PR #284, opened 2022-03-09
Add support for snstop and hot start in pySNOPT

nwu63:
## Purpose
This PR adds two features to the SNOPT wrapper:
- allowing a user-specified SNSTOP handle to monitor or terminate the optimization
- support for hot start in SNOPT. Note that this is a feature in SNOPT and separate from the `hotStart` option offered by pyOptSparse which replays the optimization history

· · · · ·

Without altering a single word, repeat the material.

__SOLUTION__.
PR #284, opened 2022-03-09
Add support for snstop and hot start in pySNOPT

nwu63:
## Purpose
This PR adds two features to the SNOPT wrapper:
- allowing a user-specified SNSTOP handle to monitor or terminate the optimization
- support for hot start in SNOPT. Note that this is a feature in SNOPT and separate from the `hotStart` option offered by pyOptSparse which replays the optimization history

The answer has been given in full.